Body camera video of the incident shows Petito telling police, "We've just been fighting this morning — going through some personal issues."

"He wouldn't let me in the car before," Petito said.

The officer asks Petito, "Because of your OCD?"

She responds, "He told me I needed to calm down, but I'm already calm."

"I have OCD and sometimes I get really frustrated," she said.

According to police, the officers suggested the couple go their separate ways that night and no charges were filed.

Moab Assistant Police Chief Braydon Palmer said his department is asking an outside agency to investigate the city's handling of the dispute on Aug. 12, but did not specify the agency.

The search for Laundrie

Laundrie returned to the Florida home he shared with his parents on Sept. 1 without Petito, and authorities have been looking for him to provide answers.

Initially, he wasn't wanted on any charges, but Laundrie now faces a federal warrant for his arrest for the "use of unauthorized devices" stemming from his alleged actions following Petito's death. Laundrie allegedly used a debit card and PIN number for accounts that did not belong to him for charges exceeding $1,000 between the dates of Aug. 30 and Sept. 1, according to a federal indictment.

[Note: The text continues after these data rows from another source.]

PR #314, opened 2015-04-28
Allow shortcode ui to register default values for attrs

goldenapples:
Adds an additional field to shortcode attribute data model called 'default_value'. If a default_value is set and the value is empty, the value will be set to the default value.

Can I get a review of this? @jitendraharpalani58 @noppanit @danielbachhuber 
This attribute would be useful to me for https://github.com/fusioneng/image-shortcake and I'd like to have it added here if possible. This is the first time I've looked at Shortcake internals and I don't know if this is the best way to do this, though...

### DIFF
--- a/js/src/views/edit-attribute-field.js
+++ b/js/src/views/edit-attribute-field.js
@@ -31,6 +31,11 @@ var editAttributeField = Backbone.View.extend( {
 			delete data.placeholder;
 		}
 
+		// Apply default value if one exists and no value is set yet
+		if ( '' === data.value && data.default_value.length > 0 ) {
+			data.value = data.default_value;
+		}
+
 		// Convert meta JSON to attribute string.
 		var _meta = [];
 		for ( var key in data.meta ) {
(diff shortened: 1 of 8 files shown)


js/src/views/edit-attribute-field.js
```diff
@@ -31,6 +31,11 @@ var editAttributeField = Backbone.View.extend( {
 			delete data.placeholder;
 		}
 
+		// Apply default value if one exists and no value is set yet
+		if ( '' === data.value && data.default_value.length > 0 ) {
```
danielbachhuber, line 35: How would you set an empty value?

goldenapples, line 35: Good question. Probably this needs more thought put into the data structure to hold it.

I was only thinking of the case of selects / radio buttons, where it would be easy to make a value required. Text fields where an empty string is a valid choice, but a default value is still useful, add an extra complication.

goldenapples:
Closing this. I was misunderstanding the role of the `value` field, which does something like what I wanted to do here. A better approach is something more like #323 - treating the first value in a select or radio button list as the `value` if none is otherwise set.

Issue #317, opened 2015-05-01
UI Breaks inline shortcodes. Adds line breaks.


brentjett:
The UI treats all registered shortcodes as block level elements and adds line breaks when they are inserted into a sentence. Some shortcodes are meant to be inline and are broken by the visual editor. Example:

> Call us at [main_phone] to get started.

This shortcode would be broken into multiple lines by the UI plugin and then saved as:

> Call us at
> 
> [main_phone]
> 
> to get started.

danielbachhuber:
> Some shortcodes are meant to be inline and are broken by the visual editor

I'm filing this as an enhancement, because we've always treated previews as blocks, but inline seems like a reasonable enhancement.

brentjett:
Ok thanks! For the moment it seems the best way to keep these inline shortcodes from breaking is to not register them with shortcake. Would be great to be able to insert them from the UI like the others. Thanks! Great project. I might be interested in helping.

bobbingwide:
+1

bobbingwide:
This additional comment may actually turn out to be the opposite. 
I have a shortcode which expects to see line breaks in the content.
e.g. `[bw_csv]` Use to display the contents of the shortcode in a tabular form.

```
[bw_csv]uo= parameter,Format as
default,Table
uo=u,Unordered list
uo=o,Ordered list
uo=d,Definition list
[/bw_csv]
```
- The heading row immediately follows the shortcode
- Every other row of the table is on a separate line.
- Blank lines are ignored.

When using `Insert Post Element > Preview` the table displays correctly
After `Insert Element` the new lines are lost.

More often than not Preview in the Visual editor doesn't expand the shortcode. 
It appears that do_shortcode is not happy with the `<br />` in the content.
Note: This could be a local environment issue.

In other cases the original content from the Text editor is ruined when switching to Visual and then back again. Obviously I have some more problem determination to perform here!

Suffice it to say shortcake doesn't  handle this at all well:

```
[bw_csv]Shortcode,Inner content
[bw_code bw_csv],[bw_dash yes]
[bw_code bw_geshi],[bw_dash yes]
[bw_code caption],[bw_dash yes]
[bw_code wp_caption],[bw_dash yes]
[/bw_csv]
```

See what it's supposed to come out as here
http://www.oik-plugins.com/shortcode_example/bw_csv-to-create-a-table-with-nested-shortcodes/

An attorney for Laundrie's family emphasized in a statement that the warrant is not for Petito's death but related to activities that allegedly took place afterward.

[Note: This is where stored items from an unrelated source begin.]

Issue #236, opened 2015-03-19
Add rich text as a potential field


danielbachhuber:
For shortcodes where you might want to grant the user basic HTML, it would be helpful to apply TinyMCE to a field and grant basic WSYWIG access.

hirejordansmith:
Yes Please!

chrisvanpatten:
Ooooh yes this'd be great!

mattheu:
I think that this is a blocker for this one: https://github.com/fusioneng/Shortcake/pull/179

mattheu:
Pusing to 0.4.

Perhaps we could encode this data in order to work around the complications with nested HTML in shortcodes.

danielbachhuber:
We can now support this for `inner_content`

ghost:
@danielbachhuber - just taken my first look at Shortcake and think it looks great!

WYSIWYG would be great (& enable me to use Shortcake on client projects).  Is it still in the pipeline? ~~(& is there anyway to get HTML in inner_content now?) edit: already possible!~~

Thanks!

ryanboswell:
So wondering if there was someone working on this already and if it was anywhere near ready for release for the v0.5.0 milestone it's currently tagged to, I don't see any open PRs or released code for it so far. I'm considering helping out on this and submitting as a PR, but wanted to check before diving in.

danielbachhuber:
I think #322 is the latest and greatest attempt. Now that core has fixed itself, we can easily support HTML for `inner_content`. I'm still wary of committing to an encoded attribute approach for everything else though.

Can you share your use case in a bit more detail?

ryanboswell:
Ah, wasn't sure where that one stood.

The use case I'm thinking of is a shortcode that wraps rich text (aka. HTML markup) in specific markup that applies custom styling. The idea being that we want to grant some level of custom styling allowance to editors/writers, but currently don't allow them to add in-line style attributes in post content. So we accomplish that with a shortcode that hand holds them through the process and keeps them from breaking things design-wise. You can think of it kinda like a blockquote shortcode on steroids. Ideally we'd be able to allow them to edit the contents of the shortcode using a TinyMCE editor, since many editors/writers aren't all that familiar with writing HTML.

danielbachhuber:
Cool, makes sense. It seems like you'd be able to do that with `inner_content`

ryanboswell:
[...]

PR #322, opened 2015-05-07
Allow HTML in attributes

roborourke:
This PR adds support for escaping html in attributes so that HTML no longer breaks the view rendering.

It should also go some way to paving the way forward for https://github.com/fusioneng/Shortcake/issues/236

It does a few things:
1. Adds a default attribute for field types called 'escape'
2. If 'escape' is true the value is passed through `encodeURIComponent()` and `decodeURIComponent()` where appropriate
3. Shortcodes with fields that are marked to be escaped have a filter added to run `rawurldecode()` automatically on the values provided the shortcode author uses the `shortcode_atts()` function and provides the 3rd parameter stating the shortcode tag name

Example:

``` php
<?php

add_shortcode( 'html_textarea_field', function ( $attr = '', $content = false ) {

    $attr = shortcode_atts( array(
       'html_content'   => '',
    ), $attr, 'html_textarea_field' ); // 3rd param here enables the automatic rawurldecode() filter

    $output = apply_filters( 'the_content', $attr['html_content'] );

    return $output;
} );

    shortcode_ui_register_for_shortcode( 'html_textarea_field', array(
        'label'         => __( 'HTML Textarea' ),
        'listItemImage' => 'dashicons-align-left',
        'attrs'         => array(
            array(
                 'label' => __( 'HTML' ),
                 'attr'  => 'html_content',
                 'type'  => 'textarea',
            )
        )
     );

}
```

Two separate rewards totaling $30,000 have been offered to anyone who provides law enforcement officials with Laundrie's whereabouts.

FBI agents returned to the Laundrie home Sunday, as seen in video shot by CNN. At least two agents could be seen at the home and one had a bag in his hand.

During the agency's visit to the family home, "The FBI requested some personal items belonging to Brian Laundrie to assist them with DNA matching and Brian's parents provided the FBI with what they could," the Laundries' lawyer, Steven Bertolino, told multiple news outlets.

'Enjoy every moment of this beautiful world, as she did'

As investigators continued their search for Laundrie Sunday, friends, family and strangers gathered in Holbrook, New York, to pay their respects to Petito.

Joe Petito described his daughter in a eulogy as a "happy girl," who people would gravitate toward. She made others feel welcome, he said, and she loved being outdoors, scuba diving, hiking the Appalachian Trail or snowboarding down sand dunes in Colorado.

"I want you to be inspired by Gabby, that's what we're looking for," Joe Petito said. "If there's a trip that you guys want to take, take it now. Do it now while you've got the time.

"If there's a relationship that you're in that might not be the best thing for you, leave it now," he said, an apparent reference to his daughter's relationship with Laundrie.

Petito's stepfather, Jim Schmidt, also gave a eulogy, telling those gathered, "Parents aren't supposed to bury their children. That's not how this is supposed to work."

Petito provides "an example for all of us to live by," Schmidt said, "to enjoy every moment in this beautiful world, as she did — to love and give love to all like she did."